*** Opening The data ***

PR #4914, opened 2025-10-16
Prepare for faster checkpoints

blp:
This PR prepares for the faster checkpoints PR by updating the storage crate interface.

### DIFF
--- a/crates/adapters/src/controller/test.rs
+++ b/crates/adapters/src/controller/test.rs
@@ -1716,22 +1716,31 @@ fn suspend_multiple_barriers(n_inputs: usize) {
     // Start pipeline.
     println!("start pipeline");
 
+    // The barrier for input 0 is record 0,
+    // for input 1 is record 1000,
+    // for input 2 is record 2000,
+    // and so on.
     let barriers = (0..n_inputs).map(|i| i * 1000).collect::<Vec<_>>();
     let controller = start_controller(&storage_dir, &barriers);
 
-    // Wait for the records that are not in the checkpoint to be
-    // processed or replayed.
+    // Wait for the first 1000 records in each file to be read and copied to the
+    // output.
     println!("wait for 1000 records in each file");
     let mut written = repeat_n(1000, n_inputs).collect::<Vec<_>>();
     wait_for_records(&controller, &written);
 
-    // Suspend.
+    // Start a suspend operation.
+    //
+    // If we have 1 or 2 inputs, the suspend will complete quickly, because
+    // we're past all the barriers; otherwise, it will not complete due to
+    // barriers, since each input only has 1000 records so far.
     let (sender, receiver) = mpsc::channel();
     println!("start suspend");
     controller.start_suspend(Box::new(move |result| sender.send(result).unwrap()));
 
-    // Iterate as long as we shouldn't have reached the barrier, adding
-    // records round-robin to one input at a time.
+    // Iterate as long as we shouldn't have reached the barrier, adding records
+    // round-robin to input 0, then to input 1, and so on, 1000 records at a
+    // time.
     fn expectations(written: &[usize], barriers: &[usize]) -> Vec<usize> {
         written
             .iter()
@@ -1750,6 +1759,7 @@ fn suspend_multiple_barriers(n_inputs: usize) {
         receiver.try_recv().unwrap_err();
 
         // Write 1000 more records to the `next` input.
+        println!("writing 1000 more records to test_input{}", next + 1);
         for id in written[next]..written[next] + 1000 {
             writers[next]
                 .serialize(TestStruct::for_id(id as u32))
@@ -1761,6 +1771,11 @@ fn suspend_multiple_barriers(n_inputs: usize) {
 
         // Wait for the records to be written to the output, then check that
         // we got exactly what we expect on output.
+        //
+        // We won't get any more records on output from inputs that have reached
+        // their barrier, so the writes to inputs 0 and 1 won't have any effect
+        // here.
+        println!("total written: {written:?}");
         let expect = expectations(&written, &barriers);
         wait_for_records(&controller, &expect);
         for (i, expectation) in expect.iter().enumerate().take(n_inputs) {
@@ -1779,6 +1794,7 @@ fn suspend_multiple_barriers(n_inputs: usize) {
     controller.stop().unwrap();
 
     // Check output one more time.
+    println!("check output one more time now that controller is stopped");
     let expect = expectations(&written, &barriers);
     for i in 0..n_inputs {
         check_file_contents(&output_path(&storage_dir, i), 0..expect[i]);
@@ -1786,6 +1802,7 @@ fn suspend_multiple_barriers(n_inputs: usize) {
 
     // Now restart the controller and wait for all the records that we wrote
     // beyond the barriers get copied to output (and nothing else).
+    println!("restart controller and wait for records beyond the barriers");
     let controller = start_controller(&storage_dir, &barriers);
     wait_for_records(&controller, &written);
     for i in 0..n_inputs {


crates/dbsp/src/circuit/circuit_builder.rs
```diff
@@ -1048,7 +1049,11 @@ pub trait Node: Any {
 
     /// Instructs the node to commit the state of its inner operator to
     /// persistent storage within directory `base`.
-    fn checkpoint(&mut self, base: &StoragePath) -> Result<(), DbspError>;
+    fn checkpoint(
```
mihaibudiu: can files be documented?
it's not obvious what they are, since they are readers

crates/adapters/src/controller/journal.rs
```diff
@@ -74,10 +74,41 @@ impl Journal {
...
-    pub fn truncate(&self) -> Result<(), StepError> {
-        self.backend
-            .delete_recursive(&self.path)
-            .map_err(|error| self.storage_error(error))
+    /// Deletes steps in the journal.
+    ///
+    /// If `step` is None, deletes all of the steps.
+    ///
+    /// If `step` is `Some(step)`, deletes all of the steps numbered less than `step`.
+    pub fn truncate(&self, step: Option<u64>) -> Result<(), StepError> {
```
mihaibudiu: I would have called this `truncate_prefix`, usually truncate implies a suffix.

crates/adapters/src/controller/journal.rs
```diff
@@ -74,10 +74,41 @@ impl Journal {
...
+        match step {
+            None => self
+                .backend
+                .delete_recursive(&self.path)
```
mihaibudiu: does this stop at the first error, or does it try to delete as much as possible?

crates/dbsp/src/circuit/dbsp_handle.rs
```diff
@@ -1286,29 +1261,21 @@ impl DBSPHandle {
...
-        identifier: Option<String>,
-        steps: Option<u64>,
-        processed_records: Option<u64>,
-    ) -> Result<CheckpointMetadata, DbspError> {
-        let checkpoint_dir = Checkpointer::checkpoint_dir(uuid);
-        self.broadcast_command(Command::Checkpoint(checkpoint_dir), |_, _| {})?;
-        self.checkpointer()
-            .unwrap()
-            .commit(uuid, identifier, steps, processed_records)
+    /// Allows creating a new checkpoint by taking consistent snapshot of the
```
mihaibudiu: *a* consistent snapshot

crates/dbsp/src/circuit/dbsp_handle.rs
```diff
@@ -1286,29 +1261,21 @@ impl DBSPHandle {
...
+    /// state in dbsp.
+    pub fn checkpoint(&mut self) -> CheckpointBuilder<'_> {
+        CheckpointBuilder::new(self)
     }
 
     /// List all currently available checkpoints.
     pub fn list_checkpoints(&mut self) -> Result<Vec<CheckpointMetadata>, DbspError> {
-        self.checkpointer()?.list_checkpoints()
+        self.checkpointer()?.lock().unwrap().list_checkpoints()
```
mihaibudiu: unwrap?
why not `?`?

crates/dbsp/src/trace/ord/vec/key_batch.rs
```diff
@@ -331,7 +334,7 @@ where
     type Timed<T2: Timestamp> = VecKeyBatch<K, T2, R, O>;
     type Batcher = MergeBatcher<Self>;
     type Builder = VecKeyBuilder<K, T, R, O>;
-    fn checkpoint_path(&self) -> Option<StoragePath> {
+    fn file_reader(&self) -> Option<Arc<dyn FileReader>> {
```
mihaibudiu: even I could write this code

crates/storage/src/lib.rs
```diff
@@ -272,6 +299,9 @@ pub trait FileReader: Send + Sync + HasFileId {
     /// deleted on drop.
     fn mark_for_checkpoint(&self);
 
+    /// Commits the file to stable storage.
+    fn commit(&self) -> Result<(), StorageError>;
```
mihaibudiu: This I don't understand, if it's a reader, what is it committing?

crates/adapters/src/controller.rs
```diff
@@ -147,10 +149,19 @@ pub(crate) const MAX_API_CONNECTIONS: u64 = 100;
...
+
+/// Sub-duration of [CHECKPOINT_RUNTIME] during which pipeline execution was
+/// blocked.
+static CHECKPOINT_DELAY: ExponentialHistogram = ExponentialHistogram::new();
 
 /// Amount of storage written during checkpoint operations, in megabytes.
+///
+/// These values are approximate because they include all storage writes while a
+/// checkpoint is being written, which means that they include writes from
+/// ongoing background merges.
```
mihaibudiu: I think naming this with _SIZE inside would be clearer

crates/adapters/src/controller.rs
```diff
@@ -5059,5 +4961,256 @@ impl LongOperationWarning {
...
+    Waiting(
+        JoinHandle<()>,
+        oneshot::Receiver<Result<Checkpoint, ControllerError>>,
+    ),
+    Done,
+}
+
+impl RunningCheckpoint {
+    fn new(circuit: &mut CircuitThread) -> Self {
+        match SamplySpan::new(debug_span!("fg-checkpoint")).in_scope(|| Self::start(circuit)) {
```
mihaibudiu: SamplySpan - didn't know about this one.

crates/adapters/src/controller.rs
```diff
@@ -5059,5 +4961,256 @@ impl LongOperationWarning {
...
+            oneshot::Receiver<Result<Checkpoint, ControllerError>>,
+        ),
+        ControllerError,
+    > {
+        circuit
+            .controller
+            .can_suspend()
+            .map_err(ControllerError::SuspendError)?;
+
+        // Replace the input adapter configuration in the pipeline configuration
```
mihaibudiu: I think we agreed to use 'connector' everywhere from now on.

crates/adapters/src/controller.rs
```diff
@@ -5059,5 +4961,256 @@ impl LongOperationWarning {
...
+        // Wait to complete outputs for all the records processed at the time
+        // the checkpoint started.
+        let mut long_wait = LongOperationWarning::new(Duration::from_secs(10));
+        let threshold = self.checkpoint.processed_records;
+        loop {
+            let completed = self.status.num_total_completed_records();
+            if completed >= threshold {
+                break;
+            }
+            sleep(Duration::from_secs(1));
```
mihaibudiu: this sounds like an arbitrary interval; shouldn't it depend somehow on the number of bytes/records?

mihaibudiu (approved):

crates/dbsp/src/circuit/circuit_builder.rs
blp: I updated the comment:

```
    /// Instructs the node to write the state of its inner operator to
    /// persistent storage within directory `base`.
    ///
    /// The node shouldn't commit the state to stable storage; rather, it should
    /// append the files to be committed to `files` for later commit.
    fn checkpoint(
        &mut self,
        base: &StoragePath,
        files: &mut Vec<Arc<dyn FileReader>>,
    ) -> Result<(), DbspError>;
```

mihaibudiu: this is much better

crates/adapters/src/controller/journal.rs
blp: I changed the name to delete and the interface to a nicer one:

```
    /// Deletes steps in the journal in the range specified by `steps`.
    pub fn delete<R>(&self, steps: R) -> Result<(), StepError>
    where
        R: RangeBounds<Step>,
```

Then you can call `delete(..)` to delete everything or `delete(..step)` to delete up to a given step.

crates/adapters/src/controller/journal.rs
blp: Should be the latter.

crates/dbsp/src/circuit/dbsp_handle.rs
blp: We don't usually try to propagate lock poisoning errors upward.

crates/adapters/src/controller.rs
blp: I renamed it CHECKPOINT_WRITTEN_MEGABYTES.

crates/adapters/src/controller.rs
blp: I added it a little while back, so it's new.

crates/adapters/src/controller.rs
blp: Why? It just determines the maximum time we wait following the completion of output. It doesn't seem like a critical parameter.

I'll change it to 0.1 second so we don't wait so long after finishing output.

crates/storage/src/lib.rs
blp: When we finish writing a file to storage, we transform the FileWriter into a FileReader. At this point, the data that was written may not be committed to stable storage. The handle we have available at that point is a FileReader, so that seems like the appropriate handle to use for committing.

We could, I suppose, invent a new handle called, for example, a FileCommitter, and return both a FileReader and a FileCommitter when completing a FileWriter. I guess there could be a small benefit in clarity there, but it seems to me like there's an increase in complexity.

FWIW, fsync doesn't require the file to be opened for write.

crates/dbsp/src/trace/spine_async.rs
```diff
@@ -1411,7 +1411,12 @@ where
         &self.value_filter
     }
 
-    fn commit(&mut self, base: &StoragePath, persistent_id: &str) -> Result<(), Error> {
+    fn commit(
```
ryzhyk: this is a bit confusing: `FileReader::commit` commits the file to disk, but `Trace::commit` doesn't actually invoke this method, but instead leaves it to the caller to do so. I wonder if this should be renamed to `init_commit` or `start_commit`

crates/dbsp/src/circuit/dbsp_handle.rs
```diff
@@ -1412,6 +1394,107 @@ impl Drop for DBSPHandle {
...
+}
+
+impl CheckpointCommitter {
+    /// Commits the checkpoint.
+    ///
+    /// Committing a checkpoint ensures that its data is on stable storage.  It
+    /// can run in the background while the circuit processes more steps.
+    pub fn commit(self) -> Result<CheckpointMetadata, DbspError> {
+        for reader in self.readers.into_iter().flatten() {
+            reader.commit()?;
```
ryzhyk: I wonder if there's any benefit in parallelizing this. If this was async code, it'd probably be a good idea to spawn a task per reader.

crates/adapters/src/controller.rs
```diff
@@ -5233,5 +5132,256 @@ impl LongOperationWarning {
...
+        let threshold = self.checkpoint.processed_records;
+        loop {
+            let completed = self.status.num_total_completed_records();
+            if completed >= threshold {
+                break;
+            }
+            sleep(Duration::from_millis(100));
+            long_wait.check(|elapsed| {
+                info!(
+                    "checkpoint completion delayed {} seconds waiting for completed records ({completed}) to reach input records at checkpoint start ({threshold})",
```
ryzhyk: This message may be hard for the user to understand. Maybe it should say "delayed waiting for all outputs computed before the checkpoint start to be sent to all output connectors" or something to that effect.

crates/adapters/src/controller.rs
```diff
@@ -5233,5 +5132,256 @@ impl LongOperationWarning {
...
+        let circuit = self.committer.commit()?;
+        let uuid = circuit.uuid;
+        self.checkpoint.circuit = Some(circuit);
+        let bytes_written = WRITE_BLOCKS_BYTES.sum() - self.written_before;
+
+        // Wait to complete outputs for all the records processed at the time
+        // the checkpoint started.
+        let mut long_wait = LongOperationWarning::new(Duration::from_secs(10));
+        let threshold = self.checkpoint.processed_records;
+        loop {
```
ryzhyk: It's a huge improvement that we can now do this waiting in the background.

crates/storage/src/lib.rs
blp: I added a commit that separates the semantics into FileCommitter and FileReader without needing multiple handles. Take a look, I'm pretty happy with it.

*** Closing The data ***

**Directions**
Find and copy each line above that includes the string "directory".

**Answer to the exercise**
     /// persistent storage within directory `base`.
    /// persistent storage within directory `base`.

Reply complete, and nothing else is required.